DATASET ENTRIES >>
PR #2429, opened 2023-03-24
feat: Add reusable vector to the Vector2 extension

### LINKED ISSUE #2427: Improve moveToTarget performance by reusing the diff vector
# What could be improved
Add optional reusable diff argument which is `Vector2` to the `Vector2.moveToTarget`.

https://github.com/flame-engine/flame/blob/295cd72422ee068635057fe9e6684edd5021a9e4/packages/flame/lib/src/extensions/vector2.dart#L126-L139

# Why should this be improved

At present, if there is a continuous call of the `moveToTarget()` inside for example `update()`, it could impact the performance since it has a `clone()`.
Adding a reusable vector can prevent creating a new Vector2 object in every tick.

# Any risks?

No

# More information

 Are you interested in working on a PR for this?  **Yes**

Hwan-seok:
# Description

Add a reusable static member which is Vector for reducing object(Vector2) creation overheads if available.

## Checklist

## Breaking Change?

## Related Issues

Closes #2427 


packages/flame/lib/src/extensions/vector2.dart
```diff
@@ -123,12 +123,21 @@ extension Vector2Extension on Vector2 {
...
   /// **not** a percentage (relative value).
+  ///
+  /// The [efficientDiff] is an optional parameter that can be used to avoid
+  /// creating a new [Vector2] when calling this method multiple times.
   void moveToTarget(
     Vector2 target,
-    double ds,
-  ) {
+    double ds, {
+    Vector2? efficientDiff,
```
spydon, line 132: Maybe we could just have a private static vector in here instead so that the user doesn't have to pass in this vector?

Hwan-seok: That's a great idea!
What do you think about sharing it inside the extension by naming it generally?
It might be useful when there is some point to save performance same as `moveToTarget`.

spydon: Sounds good :)

packages/flame/lib/src/extensions/vector2.dart
```diff
@@ -6,6 +6,13 @@ import 'package:vector_math/vector_math_64.dart';
 export 'package:vector_math/vector_math_64.dart' hide Colors;
 
 extension Vector2Extension on Vector2 {
+  /// This is a reusable vector that can be used with the [Vector2Extension]
```
spydon, line 9:
```suggestion
  /// This is a reusable vector that can be used within the [Vector2Extension]
```

spydon (approved):

spydon (approved):

PR #3016, opened 2024-02-04
docs: Fix positioning of git commit message exclusion blocks in the PR template

luanpotter:
# Description

Fix positioning of git commit message exclusion blocks in the PR template. I found it a bit confusing as I think what we want to encourage is that the migration instructions go into the git message, but rn there is just a "Replace or remove this text." lost after the related issues. I don't think we want to include related issues? So it seems just out of order.

## Checklist

## Breaking Change?


spydon (approved):
Maybe we should have and explanation of what should go inbetween those tags instead, before the start of the tag? So many people forget to remove the "Replace or remove" text.

luanpotter:
This is the explanation, no?

> If the PR is breaking, uncomment this header and add instructions for how to migrate from the

Or you mean replace `Replace or remove` with that message?

spydon:
@luanpotter I mean something like this:
```md
Add the migration instruction in-between the two following tags:
<!-- End of exclude from commit message -->
<!-- Exclude from commit message -->
```

luanpotter:
Fixed

spydon (approved):

PR #3043, opened 2024-02-17
feat: Add `HasPerformanceTracker` mixin on `Game`

ufrshubham:
# Description

This PR adds a `HasPerformanceTracker` mixin on `Game`. This mixin will allow for tracking the update and render time of the game.

## Checklist

## Breaking Change?

## Related Issues

NA


packages/flame/lib/src/game/game_render_box.dart
```diff
@@ -118,15 +128,31 @@ class GameRenderBox extends RenderBox with WidgetsBindingObserver {
     if (!attached) {
       return;
     }
+
+    _stopwatch.reset();
+    _stopwatch.start();
```
spydon, line 133: Hmm, I wonder if this could be implemented so that it doesn't run by default, it's probably not very heavy, but still?

ufrshubham: Sure, I can add a boolean called `trackPerformance` to control this.

spydon: The `if` will probably be more expensive than actually running it, so an if is probably not an option :sweat_smile:
I'm not sure if there is any solution, since it can't be made in to a mixin or such...

ufrshubham: One way I can think of is to add `ValueChange` callbacks for update and render. Then based on `trackPerformance` we can swap the callbacks with the normal or tracked versions.

```
```

spydon: Then we also don't add code in the core which would be preferable

ufrshubham: Okay, let me try that 👍🏼

ufrshubham: That works exactly the same! Thanks for suggesting the mixin approach 🙂

spydon: Super, looks good! 🙂

spydon (approved):
Lgtm!

PR #3050, opened 2024-02-25
fix: Check for removing state while adding a child

ufrshubham:
# Description

Adding a child component to a parent which is in `removing` state, caused the lifecycle processing to go into a cyclic dependency when the parent is re-added. It happens because, while processing the lifecycle events, child's add event causes itself and the parent to get added to the blocked list. As a result of this, when the parent's add event is processed next, it gets skipped due to being in the blocked list.

This PR makes sure that the child does not get enqueued when parent is about to be removed.

## Checklist

## Breaking Change?

## Related Issues

NA

### DIFF
--- a/packages/flame/lib/src/components/core/component.dart
+++ b/packages/flame/lib/src/components/core/component.dart
@@ -594,7 +594,7 @@ class Component {
         _clearRemovingBit();
       }
       game.enqueueMove(child, this);
-    } else if (isMounted && !child.isMounted) {
+    } else if (isMounted && !isRemoving && !child.isMounted) {
       child._parent = this;
       game.enqueueAdd(child, this);
     } else {
--- a/packages/flame/test/components/component_test.dart
+++ b/packages/flame/test/components/component_test.dart
@@ -556,6 +556,27 @@ void main() {
           expect(wrapper.contains(child), true);
         },
       );
+
+      testWithFlameGame('when parent is in removing state', (game) async {
+        final parent = Component();
+        final child = Component();
+
+        await game.add(parent);
+        await game.ready();
+
+        // Remove the parent and add the child in the same tick.
+        parent.removeFromParent();
+        await parent.add(child);
+
+        // Timeout is added because processLifecycleEvents of ComponentTreeRoot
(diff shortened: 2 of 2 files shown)


denisgl7:
Thanks!

spydon (commented):
Can you describe in the PR description what the PR solves? 

What happens when enqueeing an add when the parent is removing? Shouldn't it be reconciled at mounting still? 🤔

ufrshubham:
> What happens when enqueeing an add when the parent is removing? Shouldn't it be reconciled at mounting still? 🤔

Due to the sequence of the queue, the child's `handleLifecycleEventAdd` caused itself and its parent, both to get added to the `blocked` set here
https://github.com/flame-engine/flame/blob/892052b99a21a8e371c4163e1e1918fd187c6e11/packages/flame/lib/src/components/core/component_tree_root.dart#L109-L110

So in the next iteration when the parent's re-add event was encountered, it was getting skipped here:
https://github.com/flame-engine/flame/blob/892052b99a21a8e371c4163e1e1918fd187c6e11/packages/flame/lib/src/components/core/component_tree_root.dart#L85-L88

spydon (approved):
Lgtm!

ufrshubham:
Posting the MRE just in case anyone is interested:

```dart
class RemoveAddGame extends FlameGame with HasKeyboardHandlerComponents {
  final RectangleComponent rectangle = RectangleComponent(
    size: Vector2.all(100),
    position: Vector2.all(100),
  );

  @override
  Future<void> onLoad() async {
    await add(rectangle);
  }

  @override
  KeyEventResult onKeyEvent(
    KeyEvent event,
    Set<LogicalKeyboardKey> keysPressed,
  ) {
    if (event is! KeyDownEvent) {
      return KeyEventResult.handled;
    }

    if (event.logicalKey == LogicalKeyboardKey.keyA) {
      add(rectangle);
    } else if (event.logicalKey == LogicalKeyboardKey.keyR) {
      rectangle.removeFromParent();
    }

    rectangle.add(Component());

    return super.onKeyEvent(event, keysPressed);
  }
}
```

PR #3089, opened 2024-03-21
refactor: Change the ClipComponent factory Constructor to redirect Constructor

### LINKED ISSUE #3083: Convert ClipComponent factory Constructor to redirecting Constructor.
### What could be improved

The ClipComponent Class has 3 factory Constructor "circle", "rectangle", "polygon". 
I suggest that "circle" and "rectangle" factory constructor can be converted into redirecting constructor.

As of my understanding, redirecting constructor are more performant than factory constructor as they initialize an object in one step and not taking one step per parameter.

But beside that, if they are converted to redirecting constructor, they allow subclasses to call them during initialization.
```dart
// Example:
Subclass.rectangle() : super.rectangle(); 
```

### Risks

As the notation do not change, this won't change the API for current users. 
Risks could be, that assertions in the constructor itself are no longer possible for further parameter (Thats why, ClipComponent.polygon should stay the way it is).

It will also no longer be possible, to change this behavior back without adding the risk to break implementations of user.

### More information

_No response_

### Other

- [X] Are you interested in working on a PR for this?

YukiAttano:
# Description

The ClipComponent factory Constructor "circle", "rectangle" and "polygon" are now redirect Constructor while they persist their previous behaviour and syntax.
This allows subclasses of ClipComponent to directly address them.
```dart
/// Examples: 

SubClass.fancyShape() : super.polygon();
Smiley() : super.circle();
```

## Checklist

## Breaking Change?

## Related Issues

Closes #3083

### DIFF
--- a/packages/flame/lib/src/components/clip_component.dart
+++ b/packages/flame/lib/src/components/clip_component.dart
@@ -88,7 +88,7 @@ class ClipComponent extends PositionComponent implements SizeProvider {
     int? priority,
     ComponentKey? key,
   }) : this(
-          builder: _polygonBuilderCallback(points),
+          builder: _polygonShapeBuilder(points),
           position: position,
           size: size,
           scale: scale,
@@ -131,7 +131,7 @@ class ClipComponent extends PositionComponent implements SizeProvider {
   ///
   /// this allows us to use an assertion during Constructor initialization
   /// rather than at the execution of the builder function.
-  static ShapeBuilder _polygonBuilderCallback(List<Vector2> points) {
+  static ShapeBuilder _polygonShapeBuilder(List<Vector2> points) {
     assert(
       points.length >= 3,
       'PolygonClipComponent requires at least 3 points.',
--- a/packages/flame/lib/src/components/clip_component.dart
+++ b/packages/flame/lib/src/components/clip_component.dart
@@ -29,7 +29,7 @@ class ClipComponent extends PositionComponent implements SizeProvider {
   /// {@macro circle_clip_component}
   ///
   /// Clips the canvas in the form of a circle based on its size.
-  factory ClipComponent.circle({
+  ClipComponent.circle({
     Vector2? position,
     Vector2? size,
     Vector2? scale,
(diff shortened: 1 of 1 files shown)


packages/flame/lib/src/components/clip_component.dart
```diff
@@ -144,4 +126,26 @@ class ClipComponent extends PositionComponent implements SizeProvider {
...
+  }
+
+  static Shape _polygonBuilder(List<Vector2> points, Vector2 size) {
+    final translatedPoints = points
+        .map(
+          (p) => p.clone()..multiply(size),
+        )
+        .toList();
+    return Polygon(translatedPoints);
+  }
```
spydon, line 150: I would merge these two methods and call the resulting method `_polygonBuilder`, since it isn't really a callback.

YukiAttano: The idea behind them is, that the first gets executed during initialization and therefor the assertion is run imediatly while it then returns the builder function that is used later.

If the assertion is in the builder itself, it gets first executed in the onLoad() method if i am right.

spydon: Right, that makes sense, the second function could still be inlined, but now when looking at it that will be a bit more expensive so probably worth having it like it is now, but coming up with a better name for  `_polygonBuilderCallback`. As always, hard with naming though. :sweat_smile:

spydon: Maybe just `_polygonShapeBuilder`?

packages/flame/lib/src/components/clip_component.dart
```diff
@@ -91,31 +87,17 @@ class ClipComponent extends PositionComponent implements SizeProvider {
...
-      scale: scale,
-      angle: angle,
-      anchor: anchor,
-      children: children,
-      priority: priority,
-      key: key,
-    );
-  }
+  }) : this(
+          builder: _polygonBuilderCallback(points),
```
spydon, line 91:
```suggestion
          builder: _polygonShapeBuilder(points),
```

packages/flame/lib/src/components/clip_component.dart
```diff
@@ -144,4 +126,26 @@ class ClipComponent extends PositionComponent implements SizeProvider {
   bool containsLocalPoint(Vector2 point) {
     return _shape.containsPoint(point);
   }
+
+  /// Returns the [ShapeBuilder] function that builds a polygon
+  ///
+  /// this allows us to use an assertion during Constructor initialization
+  /// rather than at the execution of the builder function.
+  static ShapeBuilder _polygonBuilderCallback(List<Vector2> points) {
```
spydon, line 134:
```suggestion
  static ShapeBuilder _polygonShapeBuilder(List<Vector2> points) {
```

packages/flame/lib/src/components/clip_component.dart
spydon: I'll fix it up then, since you're in a hurry :)

spydon (approved):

DESCRIPTION OF THE TASK >>
Lines holding the word "still": say how many there are in the data, and nothing more.

REPLY TO THE TASK >>
4